Adult congenital heart disease is a life-long condition that requires appropriate follow-up by experts. Said follow-up is paramount to diagnosing specific and highly variable complications in a timely manner.
The recently published European Society of Cardiology guidelines for the management of congenital heart disease calls for a summary of its most important aspects as “ten commandments,” like we have done with previous guidelines.
- Echocardiography remains the first-line study, but magnetic resonance imaging (and, eventually, computed tomography) may be required to quantify right ventricular volume or right ventricular outflow tract, to quantify pulmonary regurgitation, to evaluate pulmonary veins or arteries, collaterals, etc.
- Cardiopulmonary exercise testing and measurement of neurohormone levels play an important role in the follow-up and the timing of intervention and re-intervention.

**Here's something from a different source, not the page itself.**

PR #3671, opened 2026-09-04
WebSockets event handler: report the outgoing queue depth over the Admin API

alvm:
**Depends on #3670 — it reports `events_max_queue`, which that PR introduces.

- Cardiac catheterization is mandatory in patients with signs of pulmonary hypertension to assess vascular resistance. In other cases, it should be reserved for the resolution of specific problems. The threshold for taking a patient into the cath lab should be low for those who underwent Fontan surgery and experience any problem.
- There is an increasing possibility of treating congenital heart disease by catheterization. Device closure when anatomically suitable is the first choice for atrial septal defect and ductus arteriosus. In ventricular septal defect, it may be an alternative to surgery, particularly in residual defects, defects poorly accessible by surgery, and centrally located muscular defects. Balloon valvuloplasty is the first choice in valvular pulmonary stenosis. When technically feasible, stenting may be a good option in coarctation of the aorta.
- Transcatheter pulmonary valve implantation is the preferred modality when re-intervention is required in patients with no native right ventricular outflow tract (homografts, bioprostheses, etc).
- Arrhythmias (including sudden cardiac death) are one of the most frequent complications and require a multidisciplinary treatment. Indicating catheter ablation, cardioverter defibrillator implantation, or pacemaker implantation should be a team decision.
- Heart failure is the main cause of death. Any issue potentially causing heart failure that can be addressed through catheter intervention or surgery must be identified and, if possible, treated first before initiating conventional heart failure therapy.
- Pulmonary hypertension is an important prognostic factor in patients with congenital heart disease, and it requires particular attention during pregnancy and in any surgical or catheter intervention. We need to conduct a meticulous hemodynamic evaluation so as to distinguish between pre-capillary hypertension (mean pulmonary pressure >20 mmHg, wedge pressure ≤15 mmHg, and pulmonary resistance ≥3 Wood units), isolated post-capillary hypertension (mean pulmonary pressure >20 mmHg, wedge pressure >15 mmHg, and resistance <3 Wood units), and the combination of both.
- Advice should be given on pregnancy risks, including genetic counselling. While most patients can tolerate pregnancy well, in specific cases, it should be discouraged. Pregnancy should be avoided in patients with pulmonary hypertension, severe ventricular dysfunction, New York Heart Association Class III–IV, systemic right ventricles with decreased function, Fontan patients with any complication, and symptomatic mitral stenosis, aortic stenosis, or coarctation.
- Late complications are specific and varied, beyond the wide spectrum of congenital heart disease. This makes us focus on the need for treatment in specialized sites.
Original Title: The ‘Ten Commandments’ in Adult Congenital Heart Disease Guidelines From the 2020 European Society of Cardiology Guidelines for the Management of Adult Congenital Heart disease.
Reference: Eur Heart J. 2020 Oct 27;ehaa702. Online ahead of print doi: 10.1093/eurheartj/ehaa702.